Saved data entries:

PR #80, opened 2019-02-13
Expect a complete Login for update in Login API

### LINKED ISSUE #58: Logins API - require complete Login for update
Followup issue from [last bit of review feedback](https://github.com/mozilla-lockbox/lockbox-addon/pull/47#pullrequestreview-192706763).

The update() method should require a complete login object, rather than just the bits we've updated, so that we don't have to internally strip out `null` fields injected by the webextensions framework

lmorchard:
Fixes #58

## Testing and Review Notes

Nothing apparent should change. Integration tests should pass, manual item editing should work as expected.

### DIFF
--- a/src/experiments/logins/api.js
+++ b/src/experiments/logins/api.js
@@ -84,32 +84,19 @@ this.logins = class extends ExtensionAPI {
               throw new ExtensionError(ex);
             }
           },
-          update(newLogin) {
-            if (!("guid" in newLogin)) {
+          update(updatedLogin) {
+            if (!("guid" in updatedLogin)) {
               throw new ExtensionError(`Update failed: ID is required`);
             }
-            // The addons framework code always supplies null values for missing keys,
-            // so filter those out.
-            // TODO: Could this cause subtle bugs? Would anyone ever want to update a field to be null? If so, maybe default to 'NULL" (the string), or undefined.
-            for (let key in newLogin) {
-              if (newLogin[key] === null) {
-                delete newLogin[key];
-              }
-            }
-            const oldLogin = getLogin(newLogin.guid);
+            const oldLogin = getLogin(updatedLogin.guid);
             if (!oldLogin) {
-              throw new ExtensionError(`Update failed: Login not found with ID ${newLogin.guid}`);
+              throw new ExtensionError(`Update failed: Login not found with ID ${updatedLogin.guid}`);
             }
             try {
-              const updatedLogin = {};
-              Object.assign(updatedLogin, oldLogin, newLogin);
-              if ("timesUsedIncrement" in newLogin) {
-                delete updatedLogin.timesUsed;
-              }
-              const updatedLoginBag = LoginHelper.newPropertyBag(updatedLogin);
+              const updatedLoginInfo = LoginHelper.vanillaObjectToLogin(updatedLogin);
               const oldLoginInfo = LoginHelper.vanillaObjectToLogin(oldLogin);
-              Services.logins.modifyLogin(oldLoginInfo, updatedLoginBag);
-              const finalLogin = getLogin(newLogin.guid);
+              Services.logins.modifyLogin(oldLoginInfo, updatedLoginInfo);
+              const finalLogin = getLogin(updatedLogin.guid);
               return finalLogin;
             } catch (ex) {
               throw new ExtensionError(ex);
--- a/test/integration/test-pages/logins-api.js
+++ b/test/integration/test-pages/logins-api.js
@@ -43,12 +43,10 @@ document.querySelector("#remove").addEventListener("click", () => {
 });
 document.querySelector("#update").addEventListener("click", () => {
   const log = getLogger("update");
-  const loginUpdates = {
-    guid: mockLogin.guid,
-    username: "updated",
-  };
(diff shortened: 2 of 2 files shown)


src/experiments/logins/api.js
```diff
@@ -84,32 +84,19 @@ this.logins = class extends ExtensionAPI {
...
+              throw new ExtensionError(`Update failed: Login not found with ID ${updatedLogin.guid}`);
             }
             try {
-              const updatedLogin = {};
-              Object.assign(updatedLogin, oldLogin, newLogin);
-              if ("timesUsedIncrement" in newLogin) {
-                delete updatedLogin.timesUsed;
-              }
-              const updatedLoginBag = LoginHelper.newPropertyBag(updatedLogin);
+              const updatedLoginInfo = LoginHelper.vanillaObjectToLogin(updatedLogin);
```
lmorchard: I scratched my head at the description of this issue for a little bit. But, I think the crux of the issue is where [modifyLogin()](https://developer.mozilla.org/en-US/docs/Mozilla/Tech/XPCOM/Reference/Interface/nsILoginManager#modifyLogin()) can accept either an nsIPropertyBag or an nsILoginMetaInfo instance.

Switched to the latter, here, on assumption of a full login object modified by the calling code as necessary, rather than a sparse set of updates. So I *think* that's me understanding the issue correctly.

test/integration/test-pages/logins-api.js
```diff
@@ -43,12 +43,10 @@ document.querySelector("#remove").addEventListener("click", () => {
...
   const log = getLogger("update");
-  const loginUpdates = {
-    guid: mockLogin.guid,
-    username: "updated",
-  };
-  browser.experiments.logins.update(loginUpdates).
-    then(log, log);
+  browser.experiments.logins.get(mockLogin.guid)
+    .then(login =>
+      browser.experiments.logins.update({ ...login, username: "updated" }))
```
lmorchard: Oh, and also I _think_ this represents correctly the change in assumptions. I was already using the API this way in datastore.js, oddly enough, which made no functional difference really.

src/experiments/logins/api.js
6a68: I think it'd be better to stick with the PropertyBag as the second argument to `modifyLogin`.

Sorry this wasn't clearer from the bug description. The LoginInfo fields can be updated in this way, but not the [LoginMetaInfo](https://developer.mozilla.org/en-US/docs/Mozilla/Tech/XPCOM/Reference/Interface/nsILoginMetaInfo) fields (timestamps and usage count). As I understand it, the only reason there's a separate interface for the MetaInfo fields is that they were needed after login sync was already done, so each login object actually implements both interfaces: the syncable part, and the non-syncable part. Even with the historical background in mind, it's a confusing and, uh, suboptimal situation.

We could just rely on the `touch()` method to alter the MetaInfo fields, but that makes `update()` an annoyingly misleading function name, and causes the grody dual-interface situation to complicate our lives.

test/integration/test-pages/logins-api.js
6a68: This looks good, but I'm wondering if we should add clues about the special MetaInfo fields (including the magic [`timesUsedIncrement`](https://developer.mozilla.org/en-US/docs/Mozilla/Tech/XPCOM/Reference/Interface/nsILoginManager#modifyLogin()) property). Would you mind also setting `timesUsedIncrement: 1` here, and also bump one of the MetaInfo timestamp fields, then adding the corresponding asserts on the test side? Maybe this'll help future contributors detect the weirdness of the underlying APIs.

lmorchard: Banged my head on this for awhile and I think I've discovered this: 

If we supply both `timesUsed` and `timesUsedIncrement` in the property bag at the same time, the explicit `timesUsed` value will likely clobber whatever the result of `timesUsedIncrement` might be. 

That is, [depending on whatever the order of enumerated properties ends up being](https://searchfox.org/mozilla-central/source/toolkit/components/passwordmgr/LoginHelper.jsm#363). I haven't dug deep enough to figure out what that order is, though it seemed pretty consistently to clobber the increment.

On the bright side, I was able to update `timePasswordChanged`.

src/experiments/logins/api.js
lmorchard: Switched back to a property bag. But, it looks like we might have to rely on `touch()` for using the `timesUsedIncrement` property.

linuxwolf: relying on `touch()` seems reasonable to me.

test/integration/test-pages/logins-api.js
linuxwolf: I think it's reasonable for `update()` to actively omit `timesUsedIncrement` -- either the user of this API is properly incrementing `timesUsed` by hand, or they can use `touch()`.

thoughts? @lmorchard @6a68

lmorchard:
Okie doke, I'll merge this and then we can see if anything else needs doing from here.

lmorchard:
FWIW, I was about to file a follow-up issue since I thought `timePasswordChanged` wasn't updated automatically - [but it looks like that *does* happen](https://searchfox.org/mozilla-central/source/toolkit/components/passwordmgr/LoginHelper.jsm#329).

EXERCISE OBJECTIVE: From the opening line of the data above through the line holding "Followup issue from", give every line again exactly as it stands.

RESULT OF THIS EXERCISE:
PR #80, opened 2019-02-13
Expect a complete Login for update in Login API

### LINKED ISSUE #58: Logins API - require complete Login for update
Followup issue from [last bit of review feedback](https://github.com/mozilla-lockbox/lockbox-addon/pull/47#pullrequestreview-192706763).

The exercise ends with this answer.